For Pensions Systems, Past Performance Is No Guarantee of Future Results

Commentary

For Pensions Systems, Past Performance Is No Guarantee of Future Results

The unions and state leaders failing to grapple with these issues are ultimately jeopardizing the retirement security of their own members and fellow government workers.

In many aspects of our financial lives we’re cautioned that “past performance is no guarantee of future results.” Oddly though, in the world of public sector pensions – among the biggest institutional investors in global markets – politicians regularly ignore that mantra. Lawmakers pretend they can count on big investment returns every year, while disregarding warning signs, mounting debts and increasingly unsustainable pension systems.

We’re seeing the latest pension fund returns come in, and almost uniformly, it was a terrible year for states – and thus taxpayers. The California Public Employees’ Retirement System, the largest U.S. public pension fund, logged a paltry annual return of 0.6 percent.

Pension systems saw big investment returns for a few years as the stock market rose and recovered from the 2008 crash. CalPERS got astronomical returns of 13.2 percent in 2013 and 18.4 percent in 2014, but those past results weren’t guaranteed to continue. And they haven’t.

CalPERS got a return of just 2.4 percent in 2015, yet happily predicted a return of 7.5 percent for 2016. These miscalculations and poor returns – earning 0.6 percent instead of 7.5 percent this year – matter greatly because when public pensions fall short of having the assets needed to meet their benefit promises to retirees, taxpayers must pay for the difference.

Notably, CalPERS was fully funded in 2007, before the Great Recession, but the subsequent boom years did not return it to fully funded status. CalPERS is currently only 76 percent funded, a figure that will inevitably drop given the latest weak returns.

Pension systems tend to take a “stay the course” attitude though, suggesting that what matters most is their long-term performance. They argue they can weather a bad year or two – or even a recession – given their long investment horizon.

While on the surface this seems like a logical position to take, there’s a growing chorus of market analysts and economists warning that we’re in a “new normal” – a fundamentally different marketplace than we’ve seen the last 30 years. A major factor is the sustained period of historically low interest rates that we’re in, which forces pension funds to invest in riskier and more volatile investments to try and hit their investment targets.

A recent report from McKinsey & Company validates this view, suggesting that investment returns over the next 20 years look much worse than the last 30, with equity returns projected to be up to 50 percent lower and bond yields to be as much as 60 percent to 100 percent lower. Even CalPERS’ own chief investment officer recently noted we’re “moving into a much more challenging, low-return environment.”

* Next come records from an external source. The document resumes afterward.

PR #436, opened 2022-08-16
feat: click on compare app update arrow to see diff

ankush:
Github has special URL for showing diff between two commits. While upgrading you
can now click on the tiny arrow to see the diff.

Screenshot 2022-08-16 at 5 36 42 PM

Example URL: https://github.com/frappe/frappe/compare/cadbf91c5874af6b95165d299039cac26eb6cb10..3ec4a618e3a9c56b56c26f11cd76e157dddd3179 

CAUTION / note to reviewer: 
- I do not have local setup, I've edited this totally #YOLO. So please don't trust my vuejs skillz 
- Some styles _might_ be broken since this moves arrow one level down in element tree)

Other changes:
- Added [.editorconfig](https://editorconfig.org/) so contributors don't need to modify their settings when they work on this project. Inline with other frappe projects. Make sure this is okay for you, I only added basic things based on black and prettier settings.

### DIFF
--- a/dashboard/src/components/AppUpdateCard.vue
+++ b/dashboard/src/components/AppUpdateCard.vue
@@ -37,7 +37,7 @@
 			</a>
 			<a
 				v-if="deployFrom(app)"
-				class="block cursor-pointer"
+				class="flex cursor-pointer flex-col justify-center"
 				:href="`${app.repository_url}/compare/${app.current_hash}..${app.next_hash}`"
 				target="_blank"
 			>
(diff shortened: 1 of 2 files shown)


dashboard/src/components/AppUpdateCard.vue
```diff
@@ -35,7 +35,14 @@
 					{{ deployFrom(app) }}
 				</Badge>
 			</a>
-			<FeatherIcon v-if="deployFrom(app)" name="arrow-right" class="w-4" />
+			<a
+				v-if="deployFrom(app)"
+				class="block cursor-pointer"
```
NagariaHussain:
```suggestion
				class="flex cursor-pointer flex-col justify-center"
```

NagariaHussain (approved):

“The longer-term returns of the fund – the three-, five-, 10-, 15- and 20-year total returns of the fund – are now below the assumed rate of 7.5 percent for the fund,” Chief Investment Officer Ted Eliopoulos said.

Complicating matters further is that if pension systems, like CalPERS, adopt more conservative investment targets – which they should – there will be a cost. Lowering a pension fund’s assumed rate of return to more realistic levels means that employers and employees will have to contribute more money to pay for promised retiree benefits.

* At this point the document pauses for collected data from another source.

PR #487, opened 2022-09-13
fix: disable all subs for inactive sites

shadrak98:
For some weird reasons, on-site update subscriptions were not disabled and there was no error log for the same.
Due to this lots of subscriptions remain enabled, even for suspended and archived sites, which in turn causes timeout while creating `usage_record` in loop here:

https://github.com/frappe/press/blob/master/press/press/doctype/subscription/subscription.py#L146-L153

### DIFF
--- a/press/patches/v0_0_4/disable_subscriptions_for_inactive_sites.py
+++ b/press/patches/v0_0_4/disable_subscriptions_for_inactive_sites.py
@@ -1,0 +1,24 @@
+# Copyright (c) 2022, Frappe Technologies Pvt. Ltd. and Contributors
+# For license information, please see license.txt
+
+import frappe
+
+
+def execute():
+	subscription = frappe.qb.DocType("Subscription")
+	site = frappe.qb.DocType("Site")
+
+	inactive_sites = (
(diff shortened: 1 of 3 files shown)


NagariaHussain (approved):

press/patches/v0_0_4/disable_subscriptions_for_inactive_sites.py
```diff
@@ -0,0 +1,24 @@
...
+		.select(subscription.name)
+		.where(site.status.isin(["Archived", "Broken", "Suspended"]))
+	).run(pluck=True)
+
+	(
+		frappe.qb.update(subscription)
+		.set(subscription.enabled, 0)
+		.where(subscription.enabled == 1)
+		.where(subscription.name.isin(inactive_sites))
+	).run()
```
NagariaHussain: Let's not use QB for write/update. We can do this instead:

```
frappe.db.set_value("Subscription", {"enabled": 1, "name": ("in", inactive_sites)}, 0)
```

NagariaHussain (changes requested):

State agencies and local governments participating in CalPERS have already seen their contribution rates skyrocket since 2000. Thus, the prospect of even higher contributions to pensions – even in the interest of promoting less risk-taking and greater long-term solvency – is going to be very unwelcome news. But costs will rise even more if the current situation is ignored, thanks in part to compounding interest.

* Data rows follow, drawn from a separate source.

PR #7065, opened 2026-07-27
fix(tls): Encrypt TLS private keys at rest

regdocs:
## Problem

TLS private keys were stored **plaintext** in `TLS Certificate.private_key` (a `Code` field). Anyone with DB read access — a backup, a read replica, an analytics user, or SQL injection that can only read tables — could exfiltrate them and impersonate our domains.

Ref: https://github.com/frappe/security/issues/219

## Change

- **`private_key` is now a `Password` field.** Frappe encrypts it (Fernet) in the `__Auth` table, keyed by the site's on-disk `encryption_key` — so the database alone no longer contains a usable key. `full_chain` / `intermediate_chain` / `certificate` stay `Code`: they're public material, not secret.
- **Single accessor `TLSCertificate.get_private_key()`** (wraps `get_password`). Every consumption site — `agent.py`, `server.py`, `database_server.py`, and the proxy/monitor/log/registry/analytics/trace/nat/nfs controllers (18 in total) — now reads through it. Writes are unchanged; `_save_passwords()` encrypts automatically on save.
- **Migration patch** (`v0_8_0/encrypt_tls_private_keys_at_rest`): moves existing plaintext keys into `__Auth` and masks the column. Runs in **batches of 500 with a commit per batch** (there are ~5k rows in prod — a single transaction would hold locks for the whole run and lose all progress on failure) and is **resumable** (skips already-masked rows).

## Why Frappe Password fields, not Vault/KMS

The issue text says "Vault or KMS", but the repo has no such integration, while it already uses Password-field encryption for comparable secrets (`oci_private_key`, also a multi-line PEM). This satisfies all four acceptance criteria with zero new infrastructure and the lowest migration risk.

**Boundary this establishes:** access to the key now requires the DB **and** the site's `encryption_key` (on the filesystem, not in the DB). It closes the stated threat (DB-only exposure). It does **not** protect against a full app-server compromise (that box holds both halves to serve HTTPS) — that would be the Vault/KMS conversation.

**Operational note:** `site_config.json`'s `encryption_key` is now load-bearing for TLS. If it's lost or rotated without re-encrypting, stored keys become unrecoverable — it must be in the backup/DR story alongside the DB.

## Tests

- `test_private_key_is_encrypted_at_rest_and_readable_via_accessor` — after save, the raw column holds only the mask; `get_private_key()` returns the real key.
- `test_patch_moves_existing_plaintext_private_key_into_encrypted_store` — seeds a pre-migration plaintext row, runs the patch, asserts the column is masked and the key decrypts from `__Auth`.


regdocs:
@mergifyio backport master

PR #7078, opened 2026-07-28
fix(account): Keep one-time passwords out of Account Request

ssiyad:
Logging in read the code off the Account Request written at signup, so an account whose request was never created could not get past "Please sign up first". Nothing in press deletes those rows, so the accounts that broke are the ones that never had one: teams created outside Team.create_new, by staff in Desk or by an import.

Codes now live in the cache, hashed, under a key naming what they are for. That is the shape product_trial and developer/saas already used, so the one-time password helper grows to hold it rather than a third copy appearing. Logging in now asks only whether the user exists, which is the question it was trying to answer. Account Request keeps only its request key; the two columns holding the code and when it was made are gone.

Signup, login and viewing 2FA recovery codes shared that single column, so a code issued for one was accepted by another, and a signup code stayed valid forever. Each purpose now has its own key and its own ten minutes.

Resending during signup still sends the login template, as it did before. Worth revisiting, but not while changing what the codes are.

### DIFF
--- a/press/api/account.py
+++ b/press/api/account.py
@@ -28,7 +28,9 @@ from press.press.doctype.team.team import (
 	get_team_members,
 )
 from press.utils import docs, get_country_info, get_current_team, is_user_part_of_team, log_error
+from press.utils import otp as otp_purpose
 from press.utils import user as user_utils
+from press.utils.otp import OneTimePassword
 from press.utils.telemetry import capture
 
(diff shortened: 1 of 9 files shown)


ssiyad:
@greptileai rereview

ssiyad:
@greptileai rereview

To deal with this massive financial challenge, policymakers and union leaders need to admit the status quo is unsustainable. They are clinging to return expectations and benefit structures designed for a world that no longer exists. Continuing to reject calls to reform the way investment returns are estimated and pension benefits are awarded will only lead to growing pension insolvency. Ironically, the unions and state leaders failing to grapple with these issues are ultimately jeopardizing the retirement security of their own members and fellow government workers.

Leonard Gilroy is senior managing director of Reason Foundation’s Pension Integrity Project (reason.org).